Records drawn from a dataset
PR #241, opened 2016-02-05
triangle: reorder constants in stub file

kytrinyx:
If someone chooses to use iota for the triangle kinds, then it makes sense to have
NaT represented as 0.

### DIFF
--- a/exercises/triangle/triangle.go
+++ b/exercises/triangle/triangle.go
@@ -11,9 +11,9 @@ func KindFromSides(a, b, c float64) Kind
 type Kind
 
 // Pick values for the following identifiers used by the test program.
+NaT // not a triangle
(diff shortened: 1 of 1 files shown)


petertseng:
Well, this doesn't necessarily mean *we* have to reorder it -- the student is free to do so! But I'm OK with lowering the barrier to such solutions, if this is the effect you think this will have. So :+1:

kytrinyx:
Agreed, we don't have to. I just kind of liked the idea of putting it first. I'm not very tied to either ordering, to be honest.

petertseng:
Yeah me neither, so I'm happy to go either way. I'll leave it to you if you want to merge it.

kytrinyx:
Cool, thanks.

§ About this task
Go through the data and copy every line that includes "triangle".

§ Solution for this task
triangle: reorder constants in stub file
If someone chooses to use iota for the triangle kinds, then it makes sense to have
--- a/exercises/triangle/triangle.go
+++ b/exercises/triangle/triangle.go
+NaT // not a triangle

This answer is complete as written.